Now that we’re through availability, lets me show you how easy Web Speech is to use. Let’s start by making the browser talk to you. Open up your javascript console and copy and paste this line of code (or hit ):

window.speechSynthesis.speak(new SpeechSynthesisUtterance('Hello World'));

If you are using a capable browser, you should have heard your computer say Hello World. Neat, right? There is more you can do with this API, including changing the voice, that I’m not going to get into. Read this post by Eric Bidelman if you want to see some more of those options.

Next up is accepting your your speech as input. Add x-webkit-speech to your input textbox attribute like so:

<input type="text" x-webkit-speech>

This lets you hit a little microphone when you are focused on the textbox. You should see that in the example above.

This is the easy way to accept text-to-speech in your forms. You can collect speech input in Javascript as well. That gets a little more complicated, so I’m not going to talk about that Today. If you are interested in learning how that works, I suggest you check out this article by Glen Shires.

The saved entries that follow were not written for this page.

PR #724, opened 2023-01-05
🌟 --props key=value

arlimus:
Allow users to inject properties into the execution via `--props` by specifying keys and values.                                                               
                                                                                                                                                               
For most common cases we look at UIDs. If you define a property like this:                                                                                     
                                                                                                                                                               
```yaml
props:
- uid: homeFolder
  mql: |
    "~"   
```
                                                                                                                                                               
and use it in queries like this:                                                                                                                               
                                                                                                                                                               
```yaml
- title: Home zsh
  uid: homeZsh 
  props:          
  - uid: homeFolder
  mql: |                     
    file(props.homeFolder) { * }
```                                                                                                                                                            
                                                                                                                                                               
Then you can now set it via                                                                                                                                    
                                                                                                                                                               
```bash
cnquery scan -f my.mql.yaml --props "homeFolder='myHome'"
```                                                                                                                                                            
                                                                                                                                                               
Note: the quotation marks are important! We need to differentiate e.g. strings from resources, since the value has to be valid MQL. 

![image](https://user-images.githubusercontent.com/1307529/210767016-196488cb-7bb8-4648-a961-f2c9cff372c3.png)
![image](https://user-images.githubusercontent.com/1307529/210767056-9cfbf750-bd87-457e-860d-3dd637e300b9.png)


chris-rock (approved):
Great addition @arlimus

PR #725, opened 2023-01-05
🧹 Remove name from gcp.essentialContact

imilchev:
Since the name is just a number, we don't show it


chris-rock (approved):
Thank you @imilchev

PR #729, opened 2023-01-05
Fix spelling of MySQL

tas50:
Add a pattern match on this and also sync over style changes to the spellcheck job to make it easier to diff


misterpantz (approved):
Thanks!

PR #730, opened 2023-01-05
Add AWS product names to spellcheck

tas50:
Make sure we get these right as they flow into docs


misterpantz (approved):
🥳

PR #732, opened 2023-01-06
Use the official Azure names for database offerings

tas50:
Per https://learn.microsoft.com/en-us/azure/?product=databases


misterpantz (approved):
beauty!!!!!

PR #4131, opened 2024-05-29
🐛 fix k8s manifest scanning bugs

imilchev:
- make sure we discover all objects that we can from manifests
- make sure asset names are correct for objects with no specified namespace


czunker (approved):
LGTM. Thanks @imilchev

PR #4133, opened 2024-05-29
⭐️ github k8s manifests discovery

imilchev:
Add the possibility to discover k8s manifests in a github repo:
```
cnquery scan github repo mondoohq/X --discover repository,k8s-manifests
```

We are only checking if the github repo has `yaml` or `yml` files. If the repo has at least one of them, we clone the repo and ask the k8s provider to find possible k8s manifests in those files. Hidden yaml files and yaml files in hidden folders aren't considered

- extract git clone code from terraform provider and add to a reusable function in the providers sdk
- implement `k8s-manifests` discovery flag for github provider
- implement git scanning for k8s provider
- make sure asset discovery code is recursive (until now we only treated the top level asset as root and anything under it was considered an asset that needs to be scanned. With this change, that assumption is no longer true, so the discovery code had to be adjusted)


providers-sdk/v1/plugin/git.go
```diff
@@ -0,0 +1,111 @@
...
+
+	path, closer, err := gitClone(gitUrl)
+	if err != nil {
+		return "", nil, err
+	}
+	return path, closer, nil
+}
+
+func gitClone(gitUrl string) (string, func(), error) {
+	cloneDir, err := os.MkdirTemp(os.TempDir(), "gitClone")
```
chris-rock: should we use something like `cnquery-git-clone`

providers/github/resources/discovery.go
```diff
@@ -319,3 +338,64 @@ func hasTerraformHcl(client *github.Client, repo *mqlGithubRepository) (bool, er
...
+				Credentials: creds,
+				Discover:    &inventory.Discovery{Targets: []string{"auto"}},
+			}},
+		})
+	}
+	return res, nil
+}
+
+// hasYaml will check if the repository contains YAML files
+func hasYaml(client *github.Client, repo *mqlGithubRepository) (bool, error) {
```
chris-rock, line 376: nice

chris-rock (approved):
Thank you @imilchev

PR #4144, opened 2024-05-30
🧹 improve provider release version detect

imilchev:
we wrongfully detect versions for some providers because we `grep` for `Version`. Some of the providers have a flag that is called "Version", which conflicts. Searching for `Version:` should limit the results to just the Go struct


imilchev:
tested the change here: https://github.com/mondoohq/cnquery/actions/runs/9301302756/job/25599139213

seems to work correctly

chris-rock (approved):

PR #4167, opened 2024-06-02
More consistent help commands

tas50:
- Align some wording
- Remove periods
- Fix some bad spacing


providers/atlassian/config/config.go
```diff
@@ -50,31 +50,31 @@ For SCIM, you receive both the token and the directory-id from Atlassian when yo
 					Long:    "admin-token",
 					Type:    plugin.FlagType_String,
 					Default: "",
-					Desc:    "Provide Atlassian admin API token (used for Atlassian admin).",
```
tas50, line 53: @misterpantz I removed these since we're not using them everywhere else, but let me know if you want to start all the option flags with Provide or Specify and I can add that everywhere

chris-rock (dismissed):
Thank you @tas50

chris-rock (approved):
Thank you @tas50

PR #4173, opened 2024-06-03
🐛 set os kind in connect only path

jaym:


providers/os/provider/provider.go
```diff
@@ -509,6 +510,14 @@ func (s *Service) connect(req *plugin.ConnectReq, callback plugin.ProviderCallba
 		return nil, err
 	}
 
+	if asset.Platform.Kind == "" {
+		asset.Platform.Kind = "baremetal"
+	}
+	if asset.Connections[0].Runtime == "vagrant" {
```
chris-rock: why do we set this?

chris-rock (approved):

PR #4181, opened 2024-06-04
🧹 Run OS detection before running the ID detectors for the device connection

preslavgerchev:
We run `DetectOS` first before we run `IdentifyPlatform`.  `DetectOS` was already being called inside of `IdentifyPlatform` so this does not change a lot.

It does enable us to scan an asset where we've identified the platform but the ID detectors were unable to pick up a platform-id. If one is provided via the `--platform-ids` param and the OS detection was successful we can still scan the asset.


afiune (approved):
Wishing there could be some tests for this code, but this looks like a good cleanup, so let's get it in and maybe later we can think of ways to add tests.

PR #4192, opened 2024-06-05
🧹 Allow re-running the goreleaser job

czunker:
With this change, it can override the existing release files. This can help in case something goes wrong.

### DIFF
--- a/.goreleaser.yml
+++ b/.goreleaser.yml
@@ -340,3 +340,5 @@ docker_manifests:  # https://goreleaser.com/customization/docker_manifest/
       - mondoo/{{ .ProjectName }}:latest-arm64v8-rootless
       - mondoo/{{ .ProjectName }}:latest-armv6-rootless
       - mondoo/{{ .ProjectName }}:latest-armv7-rootless
+release:
+  replace_existing_artifacts: true


.goreleaser.yml
```diff
@@ -340,3 +340,6 @@ docker_manifests:  # https://goreleaser.com/customization/docker_manifest/
       - mondoo/{{ .ProjectName }}:latest-arm64v8-rootless
       - mondoo/{{ .ProjectName }}:latest-armv6-rootless
       - mondoo/{{ .ProjectName }}:latest-armv7-rootless
+release:
+  replace_existing_artifacts: true
+  mode: keep-existing
```
imilchev: do we need this when we are replacing existing artifgacts?

czunker: Yes. It is only about the release notes, not the artifacts:
> # What to do with the release notes in case there the release already exists.
>  #
>  # Valid options are:
>  # - `keep-existing`: keep the existing notes
>  # - `append`: append the current release notes to the existing notes
>  # - `prepend`: prepend the current release notes to the existing notes
>  # - `replace`: replace existing notes
>  #
>  # Default is `keep-existing`.
>  mode: append

https://goreleaser.com/customization/release/?h=replace_existing_artifacts#github

Perhaps not, now that I see the default.

czunker: I removed it.

imilchev (approved):

PR #4196, opened 2024-06-05
🐛 shutdown unused providers

imilchev:
i noticed we never kill the unused providers in the scan api mode because we always have a couple of empty unprocessed runtimes (that are used for initializing the scanner). Those shouldn't block cleaning up unused providers

### DIFF
--- a/providers/coordinator.go
+++ b/providers/coordinator.go
@@ -206,8 +206,17 @@ func (c *coordinator) RemoveRuntime(runtime *Runtime) {
 		}
 	}
 
-	// Shutdown any providers that are not being used anymore
-	if len(c.runtimes) == 0 && len(c.unprocessedRuntimes) == 0 {
+	// Shutdown any providers that are not being used anymore.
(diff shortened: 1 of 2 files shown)


imilchev:
Note: I am running this version on my cluster now. If no errors show up in the next few hours, we can merge the PR

providers/coordinator.go
```diff
@@ -207,7 +207,13 @@ func (c *coordinator) RemoveRuntime(runtime *Runtime) {
 	}
 
 	// Shutdown any providers that are not being used anymore
-	if len(c.runtimes) == 0 && len(c.unprocessedRuntimes) == 0 {
+	uprocessedRuntimeWithProviders := false
```
vjeffrey, line 213: can you add a comment here, either in this pr or as a followup, to say why we need this check?

vjeffrey (approved):

providers/coordinator.go
imilchev: done

PR #4203, opened 2024-06-06
⭐️ Add support for static analysis of Windows systems 

preslavgerchev:
This PR adds support for identifying Windows disks, mounted on a given FS as assets.
 * Move everything registry related under `providers/os/registry`. This allows both the connections and the OS MQL resources to use the same code.
 * Cleanup `providers/os/resources`, the MQL resources now only reference `providers/os/registry` and use that.
 * Add support for calling `RegLoadKeyW` and `UnLoadRegKeyW` syscalls that help us mount static registry files as subkeys under HKLM in the registry.
 * Add detection of `version`, `build`, `platform`, and hostname for Windows filesystems


providers/os/resources/windows/registrykey_powershell.go
```diff
@@ -69,131 +61,3 @@ ConvertTo-Json -compress $properties
 func GetRegistryKeyChildItemsScript(path string) string {
```
chris-rock: should we move this code to the registry package as well or was there a reason why we left this out?

providers/os/detector/detector_all.go
```diff
@@ -703,36 +704,83 @@ var windows = &PlatformResolver{
 	Name:     "windows",
 	IsFamily: false,
 	Detect: func(r *PlatformResolver, pf *inventory.Platform, conn shared.Connection) (bool, error) {
-		data, err := win.GetWmiInformation(conn)
-		if err != nil {
-			log.Debug().Err(err).Msg("could not gather wmi information")
-			return false, nil
-		}
+		if conn.Capabilities().Has(shared.Capability_RunCommand) {
+			data, err := win.GetWmiInformation(conn)
```
chris-rock: I wonder if we extract the individual detections (runtime and static) into to functions so the detect function is easier to read?

preslavgerchev: great point, i extracted those to a new `detector_windows` file

providers/os/resources/windows/registrykey_powershell.go
preslavgerchev: yep, moved. it was a leftover, let's keep all registry powershell related stuff in one place

chris-rock (approved):

providers/os/detector/detector_win.go
```diff
@@ -0,0 +1,91 @@
...
+	"go.mondoo.com/cnquery/v11/providers-sdk/v1/inventory"
+	"go.mondoo.com/cnquery/v11/providers/os/connection/shared"
+	win "go.mondoo.com/cnquery/v11/providers/os/detector/windows"
+	"go.mondoo.com/cnquery/v11/providers/os/registry"
+)
+
+func runtimeWindowsDetector(pf *inventory.Platform, conn shared.Connection) (bool, error) {
+	data, err := win.GetWmiInformation(conn)
+	if err != nil {
+		log.Debug().Err(err).Msg("could not gather wmi information")
```
afiune, line 19: why are we not returning the error here? 

Is it safe for us to access `data` even if there is an error?

providers/os/detector/detector_win.go
```diff
@@ -0,0 +1,91 @@
...
+		pf.Labels = map[string]string{}
+	}
+	pf.Labels["windows.mondoo.com/product-type"] = data.ProductType
+
+	// optional: try to get the ubr number (win 10 + 2019)
+	current, err := win.GetWindowsOSBuild(conn)
+	if err == nil && current.UBR > 0 {
+		pf.Build = strconv.Itoa(current.UBR)
+	} else {
+		log.Debug().Err(err).Msg("could not parse windows current version")
```
afiune, line 41: if `err` is `nil` but `urrent.UBR` is empty. We will panic here, right?

providers/os/detector/detector_win.go
```diff
@@ -0,0 +1,91 @@
...
+	}
+	err = rh.LoadSubkey(registry.Software, fi.Path)
+	if err != nil {
+		log.Debug().Err(err).Msg("could not load SOFTWARE registry key file")
+		return false, nil
+	}
+
+	pf.Name = "windows"
+	productName, err := rh.GetRegistryItemValue(registry.Software, "Microsoft\\Windows NT\\CurrentVersion", "ProductName")
+	if err == nil {
```
afiune, line 70: nit: if not nil, do we want to log this out?

providers/os/registry/registryhandler.go
```diff
@@ -0,0 +1,103 @@
...
+	return &RegistryHandler{
+		registries: make(map[string]string),
+	}
+}
+
+// Loads the given registry file into the registry handler under a subkey, generated by buildSubKeyPath.
+// The subkey file is indicated by the filepath parameter.
+// Only known registry files (see KnownRegistryFiles) can be loaded.
+func (r *RegistryHandler) LoadSubkey(registryId, filepath string) error {
+	if runtime.GOOS != "windows" {
```
afiune, line 35: nit; why not define this function also inside the files `registryhandler_unix.go` and `registryhandler_windows.go` instead?

providers/os/registry/registryhandler_windows.go
```diff
@@ -0,0 +1,50 @@
...
+	keyPtr, err := syscall.UTF16PtrFromString(key)
+	if err != nil {
+		return err
+	}
+	pathPtr, err := syscall.UTF16PtrFromString(path)
+	if err != nil {
+		return err
+	}
+	ret, _, err := regLoadKey.Call(syscall.HKEY_LOCAL_MACHINE, uintptr(unsafe.Pointer(keyPtr)), uintptr(unsafe.Pointer(pathPtr)))
+	// the Microsoft docs indicate that the return value is 0 on success
```
afiune, line 31: this is funny, what is the `err` for then? 😂

afiune: also, what if ret is `0` but `err` is nil?

Would the caller of `LoadRegistrySubkey()` be confused if it was a success of failure?

providers/os/registry/registryhandler_windows.go
```diff
@@ -0,0 +1,50 @@
...
+func UnloadRegistrySubkey(key string) error {
+	keyPtr, err := syscall.UTF16PtrFromString(key)
+	if err != nil {
+		return err
+	}
+
+	ret, _, err := regUnloadKey.Call(syscall.HKEY_LOCAL_MACHINE, uintptr(unsafe.Pointer(keyPtr)))
+	// the Microsoft docs indicate that the return value is 0 on success
+	if ret != 0 {
+		return err
```
afiune, line 47: same here, if ret is not zero and err is nil, would the caller of UnloadRegistrySubkey think that was a success?

providers/os/registry/registrykey.go
```diff
@@ -1,73 +1,119 @@
...
 
-// RegistryKeyItem represents a registry key item and its properties
-const getRegistryKeyItemScript = `
-$path = '%s'
-$reg = Get-Item ('Registry::' + $path)
-if ($reg -eq $null) {
-  Write-Error "Could not find registry key"
-  exit 1
+// derived from "golang.org/x/sys/windows/registry"
+// see https://github.com/golang/sys/blob/master/windows/registry/value.go#L17-L31
```
afiune, line 19: Niiiiiice!

providers/os/registry/registrykey_powershell.go
```diff
@@ -0,0 +1,95 @@
...
+		return nil, err
+	}
+
+	var items []RegistryKeyItem
+	err = json.Unmarshal(data, &items)
+	if err != nil {
+		return nil, err
+	}
+
+	return items, nil
```
afiune: nit; there is no need to check if err is nil
```suggestion
	return items, err
```

providers/os/registry/registrykey_powershell.go
```diff
@@ -0,0 +1,95 @@
...
+		return nil, err
+	}
+
+	var children []RegistryKeyChild
+	err = json.Unmarshal(data, &children)
+	if err != nil {
+		return nil, err
+	}
+
+	return children, nil
```
afiune: same
```suggestion
	return children, err
```

providers/os/resources/packages/packages.go
```diff
@@ -109,6 +109,7 @@ func ResolveSystemPkgManager(conn shared.Connection) (OperatingSystemPkgManager,
 		pm = &AlpinePkgManager{conn: conn, platform: asset.Platform}
 	case asset.Platform.Name == "macos": // mac os family
 		pm = &MacOSPkgManager{conn: conn}
+		// TODO: add a new manager here for fs conn that lists registry directly
```
afiune: when will we do this? or better said, is there a place we are tracking TODOs?

providers/os/id/hostname/hostname.go
```diff
@@ -65,5 +66,37 @@ func Hostname(conn shared.Connection, pf *inventory.Platform) (string, bool) {
...
+		key, err := rh.GetRegistryItemValue(registry.System, "ControlSet001\\Control\\ComputerName\\ComputerName", "ComputerName")
+		if err == nil {
+			return key.Value.String, true
+		} else {
+			// we also can try ControlSet002 as a fallback
+			key, err := rh.GetRegistryItemValue(registry.System, "ControlSet002\\Control\\ComputerName\\ComputerName", "ComputerName")
+			if err == nil {
+				return key.Value.String, true
+			}
+		}
```
afiune: no need to have this `else`

```suggestion
		}
		
		log.Debug().Err(err).Msg("unable to read windows registry, trying ControlSet002 fallback")
		key, err := rh.GetRegistryItemValue(registry.System, "ControlSet002\\Control\\ComputerName\\ComputerName", "ComputerName")
		if err == nil {
			return key.Value.String, true
		}
```

providers/os/detector/detector_win.go
preslavgerchev: whoops, i left that one out, great catch

providers/os/detector/detector_win.go
preslavgerchev: yep, fixed

providers/os/registry/registryhandler.go
preslavgerchev: It also has some additional logic besides making the syscall so I figured it best belongs to the struct which handles the syscalls too (and storing which registries are loaded)

providers/os/registry/registryhandler_windows.go
preslavgerchev: The err is to be thrown when the `ret` is not 0. There's always an err, even on success, so we cannot rely on the usual `err != nil` check:
https://go.dev/src/syscall/dll_windows.go (see 151)

providers/os/resources/packages/packages.go
preslavgerchev: i will remove this TODO, this isnt the way i was planning on fixing that either way, its a leftover

afiune (approved):
# YESSS!!!!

Now you you’ve seen how easy this is, go check out this sweet Web Speech demo by Eric Bidelman. He combines the Web Speech API with the Google Translate API. I keep going back to this page to play with it. I’m amazed that this is capable in the browser.

I have one negative thing to report. At the moment, the speech-to-text is not as accurate as I’m used to with speech-to-text services. It only captured around 60% of my words correctly. I tested it on both my Macbook and Nexus 5. I don’t believe it was a microphone issue – Google Now rarely has issues when I use it.